A carbon monoxide chamber requires a special site, ventilation and construction.
Operation requires thorough maintenance, strict operating procedures and a
stringent requirement for training operators on maintenance, procedures and
hazards. These requirements under the AVMA Guidelines impose difficult and in
some circumstances conflicting limitations on reliably performing humane
euthanasia with carbon monoxide. The AVMA Guidelines state the chamber should
(preferably) be located outside, must constructed from the highest quality
materials, must be cleanable and should allow for separation of individual
animals. If a chamber is located inside a building, there is a requirement for
a carbon monoxide monitoring system. A not well understood feature of these
chambers is that they have to be safely vented to the outside in a manner that
allows displacement of air inside the chamber with the carbon monoxide gas.
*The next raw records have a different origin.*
PR #5600, opened 2019-07-12
CB-1792 isolated environment service integration tests

afarsang:
isolated environment service integration tests, it runs on h2 in-memory database with mocked connection (e.g. vault). Proxy, and credential tests are included

Closes CB-1792


environment/src/test/java/com/sequenceiq/environment/service/integration/JpaTest.java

They cannot be air tight to function properly. The Guidelines also require a
chamber to be well lit and have view a port to allow the direct observation of
animals. All lights and mechanical apparatus must be explosion proof because
of the combustibility of carbon monoxide. Operation procedures require thorough
cleaning between uses to minimize odors (pheromones) that would cause anxiety,
apprehension and distress in animals subsequently euthanatized. Loading of the
chamber permits only animals of the same species in a manner that precludes
overcrowding. In introducing the carbon monoxide gas into the chamber, the flow
rate should be adequate to rapidly achieve a uniform concentration of at least
6% carbon monoxide inside the chamber, but should be so rapid as to produce
noise that causes agitation. And finally, all personnel using carbon monoxide
chambers must be instructed thoroughly on all the above Guidelines and must
understand the hazards and limitations. It is also mandatory that carbon
dioxide be used in compliance with all Federal (NIOSH/OSHA, EPA) and state
regulations. Based upon the above considerations, the operation of a carbon
monoxide chamber to cause humane euthanasia by anyone other than a veterinarian
who could judge a malfunction of the apparatus, or an untoward physiological or
behavior problem with an individual animal, is not reasonable.